Инфраструктурная дисфункциональность в чем-то дублирует посмертные муки (мытарства) покойника (души), знакомые нам по православной культуре: если душа близкого человека страдает 40 дней, то и его родные должны разделить с ней трудности, страдая от несовершенства похоронной сферы. Поломка становится одним из кодов траурного ритуала.
При этом тело и его передвижение остается центральным элементом российских похорон, а дорога приобретает особое значение: тело нужно сопровождать в катафалке, обязательно находиться рядом с ним во время всех тягот и проблем, которые выпадают в ходе похоронной процессии. В одном из интервью, которое я брал в ходе своей полевой работы, мой информант достаточно подробно рассказывал, почему он отказывается от катафалка типа седан и предпочитает грузовой автомобиль. Среди вполне рациональных и экономических причин, таких как необходимость перевозки гостей, называется и желание быть с телом до самого конца, буквально охраняя его как реликвию. В сравнении с традиционным русским похоронным ритуалом, где на протяжении трех дней осуществляются как раз символические манипуляции с телом покойного (положение рук в гробу, правильная одежда, пронос гроба и т. д.) (Кремлева 2000), в современных похоронах именно проблемы инфраструктуры выходят на первый план. Анна Соколова, продолжая мысль Филиппа Арьеса о вытеснении и медикализации смерти, называет современные русские похороны «похоронами без покойника», указывая на то, что тело не играет прежней роли в погребальной практике и вытеснено в медицинские учреждения (Соколова 2012). Я же полагаю, что тело по-прежнему играет центральную роль, но уже в контексте неработающей инфраструктуры — это процесс транспортировки тела через все барьеры, чтобы оно могло упокоиться в могиле.

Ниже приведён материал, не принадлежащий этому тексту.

PR #10977, opened 2023-10-20
Deprecated/Deleted Config Checker tool

salvacorts:

This PR adds a new _deprecated/deleted config checker_ tool to allow users upgrading from previous Loki versions to check their Loki config and runtime config for deprecated and deleted options, as well as providing them with alternatives and reasons why those configs were deprecated/deleted.

Mimir provides a [tool][1] that allows users to migrate their old configs to new ones. Having that is our future goal but the new tool in this PR is a good middle ground for the short-mid term.

We also update the checklist in the PR template to ask contributors to update the tool source of truth if the contributor is deprecating or deleting a config.

Here's an example for how to use the tool:
```bash
go run tools/deprecated-config-checker/main.go \
  -config.file tools/deprecated-config-checker/test-fixtures/config.yaml \
  -runtime-config.file tools/deprecated-config-checker/test-fixtures/runtime-config.yaml
```

And this is an example output:
image

### Notes

I think I've gone through all the deprecated and deleted configs. I cannot find the config pointed by the deprecated `ruler.storage`. It states 
```
ruler:
    ...
    # Deprecated: Use -ruler-storage. CLI flags and their respective YAML config
    # options instead. 
    storage:
          ...
```

I couldn't find that `-ruler-storage` cli flag nor the YAML definition.

[1]: https://grafana.com/docs/mimir/latest/manage/tools/mimirtool/#convert


tools/deprecated-config-checker/checker/checker.go
```diff
@@ -0,0 +1,289 @@
...
+
+		// To this point, the deprecate item is not a leaf, so we need to recurse into it.
+		if deprecateYaml, is := deprecate.(RawYaml); is {
+			switch v := inputValue.(type) {
+			case RawYaml:
+				deprecations = enumerateDeprecatesFields(deprecateYaml, v, path, deprecations)
+			case []interface{}:
+				// If the config is a list, recurse into each item.
+				for i, item := range v {
+					itemYaml := item.(RawYaml)
```
ashwanthgoli, line 281: could this fail?

tools/deprecated-config-checker/deleted-config.yaml
```diff
@@ -0,0 +1,33 @@
+# This file should contain a list fo deleted config options.
+#
+# The syntax for this file is the same as the syntax for deprecated-config.yaml.
+
+ingester:
+  max_transfer_retries: "Enable the ingester WAL and rely on new ingesters to replay the WAL."
+
+querier:
+  engine:
+    timeout: "Configure global or per-tenant query_timeout limit."
```
ashwanthgoli, line 10:
```suggestion
    timeout: "Configure global or per-tenant query_timeout limit using limits_config."
```

ashwanthgoli: same comment for all other runtime configs.

tools/deprecated-config-checker/deleted-config.yaml
```diff
@@ -0,0 +1,33 @@
...
+  split_queries_by_interval: "Configure global or per-tenant split_queries_by_interval limit"
+  forward_headers_list: "This setting is removed without an alternative"
+
+frontend_worker:
+  parallelism: "Configure querier.max_concurrent to limit the max concurrent requests processed by the queriers."
+  match_max_concurrent: "Configure querier.max_concurrent to limit the max concurrent requests processed by the queriers."
+
+common:
+  storage:
+    s3: &s3_deletes
```
ashwanthgoli, line 22: `s3_deletes`? is this part of the syntax.

tools/deprecated-config-checker/deprecated-config.yaml
```diff
@@ -0,0 +1,70 @@
...
+#       _msg: "Use tsdb (preferred) or boltdb-shipper instead."
+#
+# Note that even though the configs in schema_config takes a list, here we specify the deprecated fields for each item in the list.
+
+ruler:
+  remote_write:
+    client: "Use clients instead."
+
+compactor:
+  deletion_mode: "Use deletion_mode per tenant configuration instead."
```
ashwanthgoli, line 22:
```suggestion
  deletion_mode: "Use deletion_mode in limits_config instead."
```

tools/deprecated-config-checker/deprecated-config.yaml
```diff
@@ -0,0 +1,70 @@
...
+  ruler_remote_write_queue_retry_on_ratelimit: "Use ruler_remote_write_config instead."
+  ruler_remote_write_sigv4_config: "Use ruler_remote_write_config instead."
+  per_tenant_override_config: "Feature renamed to 'runtime configuration', flag deprecated in favor of runtime_config.file"
+  per_tenant_override_period: "Feature renamed to 'runtime configuration', flag deprecated in favor of runtime_config.period"
+  allow_deletes: "Use deletion_mode per tenant configuration instead."
+
+# TODO:
+# - ruler.storage: Use -ruler-storage.
+#      I cannot find where ruler-storage is defined.
+# - index_gateway.replication_factor: Use -index-gateway.shard-size instead. The shard size is also a per-tenant setting.
```
ashwanthgoli, line 69: this one I think https://github.com/grafana/loki/blob/53416d6930e4d83515585c98b08866176fa8796c/pkg/validation/limits.go#L184

tools/deprecated-config-checker/deprecated-config.yaml
```diff
@@ -0,0 +1,70 @@
...
+  ruler_remote_write_queue_min_backoff: "Use ruler_remote_write_config instead."
+  ruler_remote_write_queue_max_backoff: "Use ruler_remote_write_config instead."
+  ruler_remote_write_queue_retry_on_ratelimit: "Use ruler_remote_write_config instead."
+  ruler_remote_write_sigv4_config: "Use ruler_remote_write_config instead."
+  per_tenant_override_config: "Feature renamed to 'runtime configuration', flag deprecated in favor of runtime_config.file"
+  per_tenant_override_period: "Feature renamed to 'runtime configuration', flag deprecated in favor of runtime_config.period"
+  allow_deletes: "Use deletion_mode per tenant configuration instead."
+
+# TODO:
+# - ruler.storage: Use -ruler-storage.
```
ashwanthgoli, line 67: not sure either, don't see anything in the upgrade doc

tools/deprecated-config-checker/deleted-config.yaml
salvacorts: I'm using YAML [aliases and anchors][1] so I don't repeat the deprecated fields for s3. 

[1]: https://www.educative.io/blog/advanced-yaml-syntax-cheatsheet#anchors

tools/deprecated-config-checker/deleted-config.yaml
salvacorts: Thank you! I think `query_timeout limit inside limits_config` (note **inside** instead of **using**) is more correct.

tools/deprecated-config-checker/deprecated-config.yaml
salvacorts: Thank you!

tools/deprecated-config-checker/deprecated-config.yaml
salvacorts: Done

tools/deprecated-config-checker/deleted-config.yaml
salvacorts: Changed to `Use global or per-tenant query_timeout configuration from limits_config.`

tools/deprecated-config-checker/deprecated-config.yaml
salvacorts: I've added a note to the PR description.

tools/deprecated-config-checker/checker/checker.go
salvacorts: This may panic if the item is a list of strings or numbers. Looking at the config, looks like we do have lists of strings (e.g. `distributor.ring.instance_interface_names`). 

But this will not happen because we iterate through the deprecated/deleted fields. So if the field is deprecated, we won't recurse into it.

We need to update how we handle the deprecation early on to be able to check deprecated values on a list of strings. Updated in my last commit.

tools/deprecated-config-checker/deleted-config.yaml
ashwanthgoli: aha, nice

tools/deprecated-config-checker/checker/checker.go
ashwanthgoli: nice, this wasn't that important of a case to fix I think. thanks for doing this

ashwanthgoli (approved):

В предыдущих главах я пытался показать, что появление и развитие похоронной инфраструктуры во многом обязано особому отношению к смерти, которое сформировалось в протестантской Европе. Материализм и позитивизм, набравшие силу в эпоху модерна, стали источником фетишизации мертвого тела, рождается обслуживающая похоронная институция: морги, кладбища, бальзамация и т. д. В начале этой главы я не стал уделять внимание отношению к смерти в русской культуре и ее связи с материальностью, телесностью и инфраструктурой, оставив это на самый конец. У дисфункционального состояния российской погребальной сферы и восприятия самих похорон как квеста и инфраструктурных мытарств есть своя генеалогия.
В сравнительном контексте проект модерна со всеми вытекающими последствиями был не столь успешен в русской культуре (обществе) и истории. С одной стороны, ему удалось закрепиться в среде городского мещанства в конце XIX века, что привело к некоему заимствованию похоронных ритуалов и институциональных моделей (появлению похоронных агентств, катафалков и т. д.). С другой стороны, большинство населения Российской империи оставалось деревенским и не нуждалось в дорогих гробах и катафалках, не только по экономическим, но и по культурным причинам.

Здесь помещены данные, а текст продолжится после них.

PR #10983, opened 2023-10-20
Recover querier handler from panic.

jeschkies:
Commit 56437fa0c44efae3727f05972ab1d7e54ef59f64 introduced a querier handler that would work without an HTTP layer. This removed the HTTP recovery middleware that would catch panics and return them as HTTP 500 errors. This change introduces a new middlware for the querier handler that has the same behviour.

**Checklist**
- [ ] Documentation added
- [x] Tests updated
- [ ] `CHANGELOG.md` updated

### DIFF
--- a/pkg/loki/modules.go
+++ b/pkg/loki/modules.go
@@ -507,7 +507,7 @@ func (t *Loki) initQuerier() (services.Service, error) {
 	svc, err := querier.InitWorkerService(
 		querierWorkerServiceConfig,
 		prometheus.DefaultRegisterer,
-		handler,
+		serverutil.RecoveryMiddleware.Wrap(handler),
 		t.Codec,
 	)
 	if err != nil {
--- a/pkg/util/server/recovery.go
+++ b/pkg/util/server/recovery.go
@@ -1,6 +1,7 @@
 package server
 
 import (
+	"context"
 	"fmt"
 	"net/http"
 	"os"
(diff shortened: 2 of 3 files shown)


pkg/loki/modules.go
```diff
@@ -507,7 +507,7 @@ func (t *Loki) initQuerier() (services.Service, error) {
 	svc, err := querier.InitWorkerService(
 		querierWorkerServiceConfig,
 		prometheus.DefaultRegisterer,
-		handler,
+		serverutil.RecoveryMiddleware.Wrap(handler),
```
DylanGuedes, line 510: double checking: shouldn't you wrap `httpHandler` here instead of `handler`?

DylanGuedes (changes requested):

pkg/loki/modules.go
cstyan: probably worth clarifying this via a comment somewhere that's easy to find, my understanding is this;
- there's now the base level querier API, which supports protobuf
- on top of that we use a wrapper function to turn that APIs responses into the currently used http responses (httpgrpc)

so I think the same question is likely to come up again, and we should make it obvious when a middleware needs to be added to both the `handler` and `httpHandler` vs just one of the two

jeschkies: Should I rename the handler? I can add some documentation.

cstyan: Lets rename or add docs/comments when you're back

cstyan (approved):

Давид Зильберман в своей книге «Православная этика и материя коммунизма» развивает аргументацию и исследовательскую логику Макса Вебера, применяя ее к российскому опыту. Согласно Зильберману, построение социалистического государства именно в России вовсе не случайно и имеет глубокие корни в культуре, как и протестантизм и капитализм в западных странах. По мнению Зильбермана, марксизм с его неприятием индивидуальности и инженерным подходом к общественным отношениям оказался оптимальной идеологией для византийско-российского культурного типа (Зильберман 2014). Коммунизм зашит в культурном коде, а значит, и в символах и практиках. Марксизм становится не только идеологией, но методом и принципом жизнеустройства.